Top of Excerpted data

PR #921, opened 2020-07-16
Use gameroom circuit template in Gameroom daemon

shannynalayna:
Updates the `propose_gameroom` REST API endpoint function to use a
CircuitCreateTemplate to generate the CreateCircuit admin message
used to propose a gameroom.

This also updates the module for ApplicationMetadata to remove the
now unused functions that were only used in the `propose_gameroom`
function. Also removes an error variant that is no longer used.

In terms of testing this PR, the best approach would probably be to rebuild `gameroomd` and attempt to submit a gameroom through the UI, which should end successfully on each node. :)


ltseeley:
Tested

PR #925, opened 2020-07-21
`circuit-template` doc additions and small clean-up

shannynalayna:
Adds rust documentation to the `circuit-template` modules, as well as updates the template CLI man pages to mention the default circuit template directory location. 

Also makes a small update to the `list_available_templates` method, to simply log an error and keep going if it encounters an issue with an individual file. If it is unable to read from the directory itself, an error is returned.

### DIFF
--- a/cli/man/splinter-circuit-template-arguments.1.md
+++ b/cli/man/splinter-circuit-template-arguments.1.md
@@ -22,6 +22,9 @@ Circuit templates help simplify the process of creating new circuits with the
 building a circuit from the template. This command lists the arguments that are
 defined in the specified circuit template.
 
+All available templates are located in the circuit templates directory,
+`/usr/share/splinter/circuit-templates`.
+
 FLAGS
 =====
 `-h`, `--help`
@@ -41,7 +44,9 @@ FLAGS
 ARGUMENTS
 =========
 `TEMPLATE-NAME`
-: Circuit template that contains the arguments of interest.
+: Name of the circuit template containing the arguments of interest. The
+  template file must exist in the circuit template directory,
+    `/usr/share/splinter/circuit-templates`.
 
 EXAMPLES
 ========
--- a/libsplinter/src/circuit/template/error.rs
+++ b/libsplinter/src/circuit/template/error.rs
@@ -12,13 +12,19 @@
 // See the License for the specific language governing permissions and
 // limitations under the License.
 
+//! An error wrapper for the errors generated throughout the module.
+
+/// General error wrapper
 #[derive(Debug)]
 pub struct CircuitTemplateError {
+    /// Human-readable description of the action attempted, which caused the error.
     context: String,
+    /// Optional field which provides a `source` error, in case an exception must be handled.
     source: Option<Box<dyn std::error::Error>>,
 }
 
 impl CircuitTemplateError {
+    /// Builds a `CircuitTemplateError` with a `context`. This sets the `source` field to `None`.
     pub fn new(context: &str) -> Self {
         Self {
             context: context.into(),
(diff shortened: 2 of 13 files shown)


cli/man/splinter-circuit-template-arguments.1.md
```diff
@@ -41,7 +44,9 @@ FLAGS
 ARGUMENTS
 =========
 `TEMPLATE-NAME`
-: Circuit template that contains the arguments of interest.
+: Name of the circuit template containing the arguments of interest. The template
+  name is appended to the default circuit template directory,
+  `/usr/share/splinter/circuit-templates`, to locate the circuit template file.
```
chenette, line 49: Change the second sentence to "The template file must exist in the default circuit template directory, `/usr/share/splinter/circuit-templates`."

Also, if there's no way to change that directory, remove the word "default".

(This comment applies to all man pages with the TEMPLATE-NAME argument.)

cli/man/splinter-circuit-template-arguments.1.md
```diff
@@ -22,6 +22,9 @@ Circuit templates help simplify the process of creating new circuits with the
 building a circuit from the template. This command lists the arguments that are
 defined in the specified circuit template.
 
+All available templates are located in the default circuit templates directory,
```
chenette, line 25: If there's no way to use a different directory for the circuit templates, remove the word "default" (here and in all other places/man pages that reference this directory).

libsplinter/src/circuit/template/mod.rs
```diff
@@ -78,34 +78,33 @@ impl CircuitTemplateManager {
...
+                            Ok(name) => {
+                                available_templates
+                                    .push(name.trim_end_matches(".yaml").to_string());
+                            }
+                            Err(_) => {
+                                error!("Unable to read file name {}", self.path);
+                            }
+                        },
+                        Err(err) => {
+                            error!("Unable to read file {}", err);
```
ltseeley, line 117: These error logs should provide a bit more context, like "Unable to read circuit template {}". Otherwise they're pretty much unidentifiable errors.

libsplinter/src/circuit/template/mod.rs
```diff
@@ -78,34 +78,33 @@ impl CircuitTemplateManager {
...
-                        CircuitTemplateError::new(&format!(
-                            "Failed to read file name {}",
-                            self.path
-                        ))
-                    })?
-                    .trim_end_matches(".yaml")
-                    .to_string())
-            })
-            .collect::<Result<_, CircuitTemplateError>>()
+        let mut available_templates: Vec<String> = vec![];
```
ltseeley, line 102: not a necessary change, but this could be more be done idiomatically with `filter_map`.

libsplinter/src/circuit/template/error.rs
```diff
@@ -12,20 +12,27 @@
 // See the License for the specific language governing permissions and
 // limitations under the License.
 
+//! An error wrapper for the errors generated throughout the module.
+
+/// General error wrapper,
```
ltseeley, line 17: s/,//

cli/man/splinter-circuit-template-arguments.1.md
shannynalayna: I changed all of the TEMPLATE-NAME argument descriptions, and removed `default` before `circuit template directory` across all mentions in the man pages that I added

libsplinter/src/circuit/template/mod.rs
shannynalayna: Good point, fixed

libsplinter/src/circuit/template/mod.rs
shannynalayna: Also good point, changed it to `filter_map`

Bottom of Excerpted data

▸ Instructions for the task: Every record above must be duplicated exactly.

▸ Exercise solution:
PR #921, opened 2020-07-16
Use gameroom circuit template in Gameroom daemon

shannynalayna:
Updates the `propose_gameroom` REST API endpoint function to use a
CircuitCreateTemplate to generate the CreateCircuit admin message
used to propose a gameroom.

This also updates the module for ApplicationMetadata to remove the
now unused functions that were only used in the `propose_gameroom`
function. Also removes an error variant that is no longer used.

In terms of testing this PR, the best approach would probably be to rebuild `gameroomd` and attempt to submit a gameroom through the UI, which should end successfully on each node. :)


ltseeley:
Tested

PR #925, opened 2020-07-21
`circuit-template` doc additions and small clean-up

shannynalayna:
Adds rust documentation to the `circuit-template` modules, as well as updates the template CLI man pages to mention the default circuit template directory location. 

Also makes a small update to the `list_available_templates` method, to simply log an error and keep going if it encounters an issue with an individual file. If it is unable to read from the directory itself, an error is returned.

### DIFF
--- a/cli/man/splinter-circuit-template-arguments.1.md
+++ b/cli/man/splinter-circuit-template-arguments.1.md
@@ -22,6 +22,9 @@ Circuit templates help simplify the process of creating new circuits with the
 building a circuit from the template. This command lists the arguments that are
 defined in the specified circuit template.
 
+All available templates are located in the circuit templates directory,
+`/usr/share/splinter/circuit-templates`.
+
 FLAGS
 =====
 `-h`, `--help`
@@ -41,7 +44,9 @@ FLAGS
 ARGUMENTS
 =========
 `TEMPLATE-NAME`
-: Circuit template that contains the arguments of interest.
+: Name of the circuit template containing the arguments of interest. The
+  template file must exist in the circuit template directory,
+    `/usr/share/splinter/circuit-templates`.
 
 EXAMPLES
 ========
--- a/libsplinter/src/circuit/template/error.rs
+++ b/libsplinter/src/circuit/template/error.rs
@@ -12,13 +12,19 @@
 // See the License for the specific language governing permissions and
 // limitations under the License.
 
+//! An error wrapper for the errors generated throughout the module.
+
+/// General error wrapper
 #[derive(Debug)]
 pub struct CircuitTemplateError {
+    /// Human-readable description of the action attempted, which caused the error.
     context: String,
+    /// Optional field which provides a `source` error, in case an exception must be handled.
     source: Option<Box<dyn std::error::Error>>,
 }
 
 impl CircuitTemplateError {
+    /// Builds a `CircuitTemplateError` with a `context`. This sets the `source` field to `None`.
     pub fn new(context: &str) -> Self {
         Self {
             context: context.into(),
(diff shortened: 2 of 13 files shown)


cli/man/splinter-circuit-template-arguments.1.md
```diff
@@ -41,7 +44,9 @@ FLAGS
 ARGUMENTS
 =========
 `TEMPLATE-NAME`
-: Circuit template that contains the arguments of interest.
+: Name of the circuit template containing the arguments of interest. The template
+  name is appended to the default circuit template directory,
+  `/usr/share/splinter/circuit-templates`, to locate the circuit template file.
```
chenette, line 49: Change the second sentence to "The template file must exist in the default circuit template directory, `/usr/share/splinter/circuit-templates`."

Also, if there's no way to change that directory, remove the word "default".

(This comment applies to all man pages with the TEMPLATE-NAME argument.)

cli/man/splinter-circuit-template-arguments.1.md
```diff
@@ -22,6 +22,9 @@ Circuit templates help simplify the process of creating new circuits with the
 building a circuit from the template. This command lists the arguments that are
 defined in the specified circuit template.
 
+All available templates are located in the default circuit templates directory,
```
chenette, line 25: If there's no way to use a different directory for the circuit templates, remove the word "default" (here and in all other places/man pages that reference this directory).

libsplinter/src/circuit/template/mod.rs
```diff
@@ -78,34 +78,33 @@ impl CircuitTemplateManager {
...
+                            Ok(name) => {
+                                available_templates
+                                    .push(name.trim_end_matches(".yaml").to_string());
+                            }
+                            Err(_) => {
+                                error!("Unable to read file name {}", self.path);
+                            }
+                        },
+                        Err(err) => {
+                            error!("Unable to read file {}", err);
```
ltseeley, line 117: These error logs should provide a bit more context, like "Unable to read circuit template {}". Otherwise they're pretty much unidentifiable errors.

libsplinter/src/circuit/template/mod.rs
```diff
@@ -78,34 +78,33 @@ impl CircuitTemplateManager {
...
-                        CircuitTemplateError::new(&format!(
-                            "Failed to read file name {}",
-                            self.path
-                        ))
-                    })?
-                    .trim_end_matches(".yaml")
-                    .to_string())
-            })
-            .collect::<Result<_, CircuitTemplateError>>()
+        let mut available_templates: Vec<String> = vec![];
```
ltseeley, line 102: not a necessary change, but this could be more be done idiomatically with `filter_map`.

libsplinter/src/circuit/template/error.rs
```diff
@@ -12,20 +12,27 @@
 // See the License for the specific language governing permissions and
 // limitations under the License.
 
+//! An error wrapper for the errors generated throughout the module.
+
+/// General error wrapper,
```
ltseeley, line 17: s/,//

cli/man/splinter-circuit-template-arguments.1.md
shannynalayna: I changed all of the TEMPLATE-NAME argument descriptions, and removed `default` before `circuit template directory` across all mentions in the man pages that I added

libsplinter/src/circuit/template/mod.rs
shannynalayna: Good point, fixed

libsplinter/src/circuit/template/mod.rs
shannynalayna: Also good point, changed it to `filter_map`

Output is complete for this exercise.